WHAT TO DO. Output each record in full, exactly as it stands.

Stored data

PR #183, opened 2022-10-18
Remove also_mutexed_stm pattern when making serial queue calls.

kinetiknz:
The lifetime of the stream is guaranteed to outlive any items running on the
serial queue.  This is ensured by stream destroy flushing the serial queue
before freeing stream resources.

The `Arc<Mutex<&mut AudioUnitStream>>` seems to be unnecessary.

This PR is just the second commit, but is based on https://github.com/mozilla/cubeb-coreaudio-rs/pull/182


ChunMinChang (approved):
LGTM, thanks!

This pattern was a workaround to keep using the original variable but allow moving the cloned reference to a closure. But this pattern is unnecessary and redundant now.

WRITTEN SOLUTION.
PR #183, opened 2022-10-18
Remove also_mutexed_stm pattern when making serial queue calls.

kinetiknz:
The lifetime of the stream is guaranteed to outlive any items running on the
serial queue.  This is ensured by stream destroy flushing the serial queue
before freeing stream resources.

The `Arc<Mutex<&mut AudioUnitStream>>` seems to be unnecessary.

This PR is just the second commit, but is based on https://github.com/mozilla/cubeb-coreaudio-rs/pull/182


ChunMinChang (approved):
LGTM, thanks!

This pattern was a workaround to keep using the original variable but allow moving the cloned reference to a closure. But this pattern is unnecessary and redundant now.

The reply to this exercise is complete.